# Excalibur #40-200 │ Deluxe router table kit (Floor model)



## Mike (Nov 22, 2004)

@*creative*

Many forum members ask about router lifts and we get a lot of inquiries about cast iron router tables. I have kept my eyes open and spotted this model that I thought was worth reviewing.

General International offers the Excalibur router lift and deluxe cast iron table as a set with several options. Cast iron is best in a climate controlled shop; a phenolic table top and an MDF table top are available for those who have shops that are not climate controlled. The Excalibur router lift is available as a separate unit too. This first post is a "get acquainted" look at the deluxe kit.

From the top the Excalibur lift looks similar to most router lifts. Flip it over and the difference is obvious. The motor mount is attached to four screw posts and is raised/lowered like many thickness planers. The motor mount accepts the PC 7518 and the Portamate 3-1/4 hp routers as is. The Milwaukee 5625-20 requires the flat shim shown at the top of photo 4. The two sleeve adapters allow 3-1/4" and 3-1/2" diameter motors to fit. This is the majority of fixed base routers in circulation.

The table has both a 3/4" miter T slot and a smaller T slot for attaching clamps, feather boards, etc.. The mobility kit and leveling feet are included. The steel motor enclosure has an adjustable vent and a combination 2-1/2" into 4" dust port. A hose and clamps are included to reach the fence dust port. The fence has enough unique features that it will be covered in a separate post.

Over the next couple of weeks I will take photos of the set up process and different routing tasks using the table and lift.


----------



## RainMan 2.0 (May 6, 2014)

Mike this lift s basically what gave me the idea to build a router table that I can raise and lower . I bought sprockets and 1" threaded rod to mimic what General did with there lift .
I had ordered that lift at one time but changed m mind before it got here .

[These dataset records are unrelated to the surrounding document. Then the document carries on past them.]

PR #1633, opened 2021-08-19
fix: bump @rollup/plugin-node-resolve to v13

### LINKED ISSUE #1376: [dev-server-esbuild] Unable to resolve packages with correct extensions when imported in an .ts file using node's `exports`
When files being imported in an `.ts` file, the resolver automatically assumes all the imports must be ended with `.ts` when some could be `.js`. It seems like the dev server does not support node's `exports` quite well.

## Actual behavior

Packages that use `exports` in node resolves with `.ts` when it gets imported in a `.ts` file.

## Expected behavior

Packages that use `exports` in node must be resolved with the correct extensions when it gets imported in a `.ts` file

## Steps to reproduce

Clone this [repo](https://github.com/motss/wds-import-bug) and run the project to reproduce the stated problem.

### LINKED ISSUE #1443: [web-test-runner] plugin_node_resolve_1.nodeResolve on node 14 + .mjs config

### LINKED ISSUE #1568: [dev-server-rollup] Failing test: node modules resolved outside root directory are rewritten with commonjs
There is one test failing after upgrading `@rollup/plugin-node-resolve` to 13.0.0 (#1433).

```sh
  1) @rollup/plugin-node-resolve
       node modules resolved outside root directory are rewritten with commonjs:
     Error: Timeout of 2000ms exceeded. For async tests and hooks, ensure "done()" is called; if returning a Promise, ensure it resolves. (/home/runner/work/web/web/packages/dev-server-rollup/test/node/plugins/node-resolve.test.ts)
      at listOnTimeout (internal/timers.js:554:17)
      at processTimers (internal/timers.js:497:7)
```

See https://github.com/modernweb-dev/web/pull/1567/checks?check_run_id=3159207368

Downgrading back to `11.0.0` makes this test pass. The reason is most likely this PR: https://github.com/rollup/plugins/pull/799

### LINKED ISSUE #1575: [dev-server-rollup] Update @rollup/plugin-node-resolve to v13
The version has been downgraded by #1569 to make the failing test pass.
See #1568 for the example of a test failing with v13.

We need to investigate the failing test and then upgrade the plugin back. This should address these issues:
- https://github.com/modernweb-dev/web/issues/1376#issuecomment-886153882
- https://github.com/modernweb-dev/web/issues/1443

web-padawan:
## What I did

1. Updated `@rollup/plugin-node-resolve` to v13 (again)

Fixes #1376
Fixes #1443 
Fixes #1575 
Fixes #1568

### DIFF
--- a/.changeset/yellow-rockets-argue.md
+++ b/.changeset/yellow-rockets-argue.md
@@ -1,0 +1,7 @@
+---
+'@web/dev-server': patch
+'@web/dev-server-rollup': patch
+'rollup-plugin-workbox': patch
+---
+
+Update dependency @rollup/plugin-node-resolve to v13
--- a/package.json
+++ b/package.json
@@ -43,7 +43,7 @@
   },
   "devDependencies": {
     "@changesets/cli": "^2.16.0",
-    "@rollup/plugin-node-resolve": "^11.0.1",
+    "@rollup/plugin-node-resolve": "^13.0.4",
     "@rollup/plugin-typescript": "^8.1.0",
     "@types/chai": "^4.2.14",
     "@types/mocha": "^8.2.0",
--- a/packages/dev-server-rollup/package.json
+++ b/packages/dev-server-rollup/package.json
@@ -58,7 +58,7 @@
     "@rollup/plugin-alias": "^3.1.1",
     "@rollup/plugin-babel": "^5.2.2",
     "@rollup/plugin-commonjs": "^18.0.0",
-    "@rollup/plugin-node-resolve": "^11.0.1",
+    "@rollup/plugin-node-resolve": "^13.0.4",
     "@rollup/plugin-replace": "^3.0.0",
     "@types/parse5": "^6.0.1",
     "@types/whatwg-url": "^8.0.0",
--- a/packages/dev-server-rollup/package.json
+++ b/packages/dev-server-rollup/package.json
@@ -57,7 +57,7 @@
     "@babel/plugin-transform-template-literals": "^7.12.1",
     "@rollup/plugin-alias": "^3.1.1",
     "@rollup/plugin-babel": "^5.2.2",
-    "@rollup/plugin-commonjs": "^18.0.0",
+    "@rollup/plugin-commonjs": "^20.0.0",
     "@rollup/plugin-node-resolve": "^13.0.4",
     "@rollup/plugin-replace": "^3.0.0",
     "@types/parse5": "^6.0.1",
--- a/packages/dev-server-rollup/src/createRollupPluginContextAdapter.ts
+++ b/packages/dev-server-rollup/src/createRollupPluginContextAdapter.ts
@@ -69,10 +69,7 @@ export function createRollupPluginContextAdapter<
       if (!context) throw new Error('Context is required.');
 
       for (const pl of config.plugins ?? []) {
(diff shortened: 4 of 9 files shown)


bennypowers:
does the failing test mean users won't be able to use both plugins? 🤔

web-padawan:
Here is one issue which could potentially affect other plugins: https://github.com/rollup/plugins/issues/973

See also [related code](https://github.com/rollup/plugins/blob/6463b9635e20b8425599f14005b9efdd8f94ecd6/packages/node-resolve/src/index.js#L267-L270) which returns `false` for external modules. This could be the problem.

bennypowers:
Trying to figure out what's going on here, I noticed the test fails because it gets caught in an infinite loop where `resolveId` is called over and over with the same parameters:
```
resolveId {
  importee: '/Users/bennyp/Developer/web/packages/dev-server-rollup/test/node/fixtures/resolve-outside-dir/node_modules/module-a/index.js',
  importer: '/Users/bennyp/Developer/web/packages/dev-server-rollup/test/node/fixtures/resolve-outside-dir/src/app.js'
}
```

I'm not sure yet what is causing that loop

bennypowers:
@tjenkinson would you mind taking a look if you have a moment? I suspect our loop is caused by the changes to rollup/plugin-node-resolve's use of rollup api (`this.resolve`), and the changes you made in https://github.com/rollup/plugins/commit/3a543dfd9142f936b0157893580c25f4cb729b0f

bennypowers:
Thanks @tjenkinson that was very helpful.

@LarsDenBakker PTAL, thanks.

LarsDenBakker:
@bennypowers your change will always skip over all plugins if skipSelf is true. We need to mimick what's being done inside rollup, where when one of the other plugins calls this.resolve again from its resolveId hook with the exact same source and importer, the initial plugin will be skipped as well.

Marshal27:
Ended up here due to not being able to import side-effects for selector registrations in the customElements registry... thank you all for the work on this one, I will be eagerly watching this in hopes that it lands soon.

gloriarodrife:
Any news? Thanks!

Tansito:
I was following this PR and really thank you for the work! I assume there was no advances here, was it? 🤞

daKmoR:
quite the investigation happened here... seems to be related to a change in the commonjs plugin 🤔

this "mixed" approach got superseded by https://github.com/modernweb-dev/web/pull/1942 which only updates the plugin-node-resolve

updating the dev dependencies plugin-commonjs and/or rollup may be done in a separate step? Is anyone up for it? (beware there may be dragons 😅 as with everything related to esm <-> cjs 🙈)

Never understood how it locks once you set the height so I went with Incra


----------



## neville9999 (Jul 22, 2010)

Mike I did not see a link to the distributor, do post one or PM it to me, I am getting a machine delvered to me fromt eh USA in a few weeks and this would fit inside the crate, nice looking lift. N


----------



## Roy Drake (Feb 10, 2014)

Thanks, Mike.


----------



## Mike (Nov 22, 2004)

@neville9999

#40-200 ? Deluxe router table kit


----------



## WizardLV (Mar 28, 2014)

Thanks Mike!

Couldn't be more timely. I just ordered my system yesterday, though I did buy only the parts required, as I intend to build a router cabinet. As such, I was able to save about $225 over the discount price of $1250, though I see these around at $1500 as well. I did not get the dust collection or the table, so I figure that will cover my cost of materials and hardware for the router cabinet. I need the storage....badly. I'm busting out at the seams everywhere, and will probably build some new shop cabs in the next month to help out. I have an incra system that I like a lot too, though I don't really use the many fine features of that unit, which the fence system provides for. I usually hand cut dovetails, for drawer boxes, etc. Also, the frame system for the Incra unit is why I want build my own router cabinet....finally....and the cast iron top allows for a smaller footprint as well by about ten inches. I look forward to seeing your pics in the coming days, and get a leg up on the build. Much appreciated!


----------



## RainMan 2.0 (May 6, 2014)

One member bought this system and had issues with the cast table not lining up well with the lift . He got it resolved I believe many weeks later , and they were helpful in addressing the issue ,but it made me cancel mine .
I'm looking forward to your review Mike as I have a lot of GI tools


----------



## Mike (Nov 22, 2004)

Table not lining up well with the lift Rick? That does not make any sense to me. The lift fits securely into the table opening and there are enough levelers for the entire planet; locating screws to fasten the lift down if desired too. (I have yet to see a lift float away.  )

More info on this please?


----------



## RainMan 2.0 (May 6, 2014)

Mike said:


> Table not lining up well with the lift Rick? That does not make any sense to me. The lift fits securely into the table opening and there are enough levelers for the entire planet; locating screws to fasten the lift down if desired too. (I have yet to see a lift float away.  )
> 
> More info on this please?


I've gotta find the thread . It's here somewhere but old now


----------



## RainMan 2.0 (May 6, 2014)

Here ya go 

http://www.routerforums.com/table-m...nion-re-general-cast-iron-table-not-flat.html

On page 4 he gets some resolve . Sounds like they may have retooled the system because of his findings 



> At last an update!
> 
> The Excalibur manager swapped out my cast iron table at no cost to me, and we reinstalled my Porter Cable router in the Excalibur lift. However, we once again could not get the lift plate flush with the cast iron table top. We were perplexed by the situation to say the least. The manager took my lift back to General to analyze what was going on.
> 
> ...


----------



## Mike (Nov 22, 2004)

That explains why I hadn't heard of this, it was while I was off the forums due to heath issues. Thanks Rick.


----------



## RainMan 2.0 (May 6, 2014)

Mike said:


> That explains why I hadn't heard of this, it was while I was off the forums due to heath issues. Thanks Rick.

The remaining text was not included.